Source data:

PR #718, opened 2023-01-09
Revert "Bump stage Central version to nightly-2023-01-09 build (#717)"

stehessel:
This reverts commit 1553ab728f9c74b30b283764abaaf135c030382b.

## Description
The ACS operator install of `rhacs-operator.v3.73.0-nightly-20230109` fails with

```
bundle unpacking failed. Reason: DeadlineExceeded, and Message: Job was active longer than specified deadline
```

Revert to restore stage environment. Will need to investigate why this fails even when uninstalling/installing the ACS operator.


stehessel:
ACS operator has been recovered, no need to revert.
...
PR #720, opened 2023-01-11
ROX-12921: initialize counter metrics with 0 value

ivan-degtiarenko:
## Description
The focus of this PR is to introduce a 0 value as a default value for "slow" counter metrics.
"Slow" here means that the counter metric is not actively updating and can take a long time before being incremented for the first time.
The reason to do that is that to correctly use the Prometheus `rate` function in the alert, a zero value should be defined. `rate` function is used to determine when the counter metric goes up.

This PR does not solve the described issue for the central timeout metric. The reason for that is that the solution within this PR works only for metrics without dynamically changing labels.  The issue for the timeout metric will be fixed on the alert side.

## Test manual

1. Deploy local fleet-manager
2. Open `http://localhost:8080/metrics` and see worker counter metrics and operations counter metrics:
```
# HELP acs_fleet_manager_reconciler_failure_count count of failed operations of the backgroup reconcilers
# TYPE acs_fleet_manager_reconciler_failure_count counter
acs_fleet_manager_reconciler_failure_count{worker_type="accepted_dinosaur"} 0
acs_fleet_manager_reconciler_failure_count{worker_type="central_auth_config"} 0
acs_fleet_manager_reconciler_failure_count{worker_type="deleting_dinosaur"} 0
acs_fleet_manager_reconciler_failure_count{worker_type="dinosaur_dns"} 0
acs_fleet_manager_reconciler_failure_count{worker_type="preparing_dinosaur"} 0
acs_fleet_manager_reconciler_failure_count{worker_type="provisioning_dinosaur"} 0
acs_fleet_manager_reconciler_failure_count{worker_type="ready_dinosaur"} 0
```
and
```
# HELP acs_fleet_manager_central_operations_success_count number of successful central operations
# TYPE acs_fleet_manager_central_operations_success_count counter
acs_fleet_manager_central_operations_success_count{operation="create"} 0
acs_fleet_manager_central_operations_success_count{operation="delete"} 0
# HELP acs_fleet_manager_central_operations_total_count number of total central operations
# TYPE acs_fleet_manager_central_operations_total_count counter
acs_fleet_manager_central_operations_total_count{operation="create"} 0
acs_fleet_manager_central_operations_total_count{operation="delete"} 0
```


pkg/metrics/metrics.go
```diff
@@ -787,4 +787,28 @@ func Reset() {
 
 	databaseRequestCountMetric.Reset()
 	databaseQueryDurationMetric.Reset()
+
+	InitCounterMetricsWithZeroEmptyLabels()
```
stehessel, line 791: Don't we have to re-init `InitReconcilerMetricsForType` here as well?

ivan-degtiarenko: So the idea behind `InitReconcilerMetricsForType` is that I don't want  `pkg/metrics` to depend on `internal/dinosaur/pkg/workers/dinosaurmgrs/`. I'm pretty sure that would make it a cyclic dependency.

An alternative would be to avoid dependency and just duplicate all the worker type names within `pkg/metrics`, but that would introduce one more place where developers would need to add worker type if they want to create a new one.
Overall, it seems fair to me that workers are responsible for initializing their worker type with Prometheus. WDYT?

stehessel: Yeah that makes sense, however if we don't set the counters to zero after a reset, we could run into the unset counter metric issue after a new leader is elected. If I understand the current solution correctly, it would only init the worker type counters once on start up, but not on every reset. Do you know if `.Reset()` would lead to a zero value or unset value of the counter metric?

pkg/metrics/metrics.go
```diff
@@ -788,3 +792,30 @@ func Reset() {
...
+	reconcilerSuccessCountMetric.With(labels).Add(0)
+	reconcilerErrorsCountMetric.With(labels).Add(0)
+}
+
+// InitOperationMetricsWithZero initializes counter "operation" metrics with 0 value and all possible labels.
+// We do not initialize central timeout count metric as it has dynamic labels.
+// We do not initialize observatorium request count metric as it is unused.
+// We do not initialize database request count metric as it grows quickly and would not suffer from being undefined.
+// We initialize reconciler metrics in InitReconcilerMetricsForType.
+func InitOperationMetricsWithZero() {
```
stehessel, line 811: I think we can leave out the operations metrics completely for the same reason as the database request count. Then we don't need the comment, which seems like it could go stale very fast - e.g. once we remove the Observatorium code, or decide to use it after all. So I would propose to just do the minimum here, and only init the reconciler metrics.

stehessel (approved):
---
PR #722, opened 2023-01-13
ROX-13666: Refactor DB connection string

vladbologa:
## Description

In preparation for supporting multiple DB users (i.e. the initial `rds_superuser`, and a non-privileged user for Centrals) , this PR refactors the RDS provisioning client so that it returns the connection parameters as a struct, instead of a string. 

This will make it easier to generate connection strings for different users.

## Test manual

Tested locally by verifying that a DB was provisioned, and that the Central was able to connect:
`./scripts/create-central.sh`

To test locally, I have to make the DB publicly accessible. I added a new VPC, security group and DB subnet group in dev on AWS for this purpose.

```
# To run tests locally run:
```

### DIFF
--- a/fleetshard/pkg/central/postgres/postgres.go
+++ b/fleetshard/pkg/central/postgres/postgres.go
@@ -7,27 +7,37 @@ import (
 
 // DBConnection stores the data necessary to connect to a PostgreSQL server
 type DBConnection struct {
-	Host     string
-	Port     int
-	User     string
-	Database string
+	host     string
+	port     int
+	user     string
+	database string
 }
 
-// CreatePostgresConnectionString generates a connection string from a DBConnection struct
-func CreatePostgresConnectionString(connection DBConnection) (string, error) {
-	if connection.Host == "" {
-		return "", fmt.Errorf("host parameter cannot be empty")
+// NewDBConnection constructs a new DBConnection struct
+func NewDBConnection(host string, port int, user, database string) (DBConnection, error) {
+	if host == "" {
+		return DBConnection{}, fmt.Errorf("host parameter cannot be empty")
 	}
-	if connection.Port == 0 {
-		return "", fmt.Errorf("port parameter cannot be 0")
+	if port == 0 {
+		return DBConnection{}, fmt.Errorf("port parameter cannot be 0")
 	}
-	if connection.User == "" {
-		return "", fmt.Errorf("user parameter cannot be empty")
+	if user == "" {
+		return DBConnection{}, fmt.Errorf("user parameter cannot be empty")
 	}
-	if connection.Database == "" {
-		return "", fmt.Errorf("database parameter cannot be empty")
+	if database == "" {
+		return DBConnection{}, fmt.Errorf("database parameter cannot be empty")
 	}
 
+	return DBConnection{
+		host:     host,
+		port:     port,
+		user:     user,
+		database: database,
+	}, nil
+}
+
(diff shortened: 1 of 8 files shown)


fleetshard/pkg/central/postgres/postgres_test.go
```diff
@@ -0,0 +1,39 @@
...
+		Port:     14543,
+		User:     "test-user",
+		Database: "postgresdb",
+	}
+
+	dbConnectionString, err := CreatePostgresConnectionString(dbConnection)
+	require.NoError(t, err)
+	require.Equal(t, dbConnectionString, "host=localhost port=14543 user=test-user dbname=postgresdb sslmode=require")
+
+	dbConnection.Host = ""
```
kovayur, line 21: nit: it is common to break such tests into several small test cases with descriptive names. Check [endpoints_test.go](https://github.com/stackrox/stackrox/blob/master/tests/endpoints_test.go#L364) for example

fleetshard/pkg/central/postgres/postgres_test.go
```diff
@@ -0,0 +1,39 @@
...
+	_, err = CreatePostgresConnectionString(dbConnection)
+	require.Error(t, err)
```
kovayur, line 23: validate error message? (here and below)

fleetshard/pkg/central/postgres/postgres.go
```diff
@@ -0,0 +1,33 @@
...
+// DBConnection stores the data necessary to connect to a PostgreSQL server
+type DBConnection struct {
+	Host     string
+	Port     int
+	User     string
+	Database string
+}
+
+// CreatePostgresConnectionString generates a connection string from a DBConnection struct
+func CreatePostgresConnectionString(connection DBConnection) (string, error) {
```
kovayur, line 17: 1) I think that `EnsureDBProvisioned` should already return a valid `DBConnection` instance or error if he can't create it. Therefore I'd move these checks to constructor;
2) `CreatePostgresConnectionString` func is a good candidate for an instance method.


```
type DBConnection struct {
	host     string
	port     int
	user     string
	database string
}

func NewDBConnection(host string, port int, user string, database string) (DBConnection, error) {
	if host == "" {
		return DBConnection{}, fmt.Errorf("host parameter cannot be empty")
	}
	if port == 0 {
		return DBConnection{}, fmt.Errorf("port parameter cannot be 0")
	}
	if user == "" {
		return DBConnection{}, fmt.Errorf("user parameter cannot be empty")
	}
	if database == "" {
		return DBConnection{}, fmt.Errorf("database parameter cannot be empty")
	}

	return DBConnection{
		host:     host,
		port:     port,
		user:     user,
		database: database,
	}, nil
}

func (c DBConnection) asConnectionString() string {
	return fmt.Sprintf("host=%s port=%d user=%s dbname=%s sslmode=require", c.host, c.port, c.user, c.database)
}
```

• **ABOUT THIS EXERCISE**
Starting at the line above that holds "PR #718, opened 2023-01-09" and ending at the line that holds "ACS operator has", transcribe each line exactly and include no other lines.

• **EXERCISE SOLUTION**
PR #718, opened 2023-01-09
Revert "Bump stage Central version to nightly-2023-01-09 build (#717)"

stehessel:
This reverts commit 1553ab728f9c74b30b283764abaaf135c030382b.

## Description
The ACS operator install of `rhacs-operator.v3.73.0-nightly-20230109` fails with

```
bundle unpacking failed. Reason: DeadlineExceeded, and Message: Job was active longer than specified deadline
```

Revert to restore stage environment. Will need to investigate why this fails even when uninstalling/installing the ACS operator.


stehessel:
ACS operator has been recovered, no need to revert.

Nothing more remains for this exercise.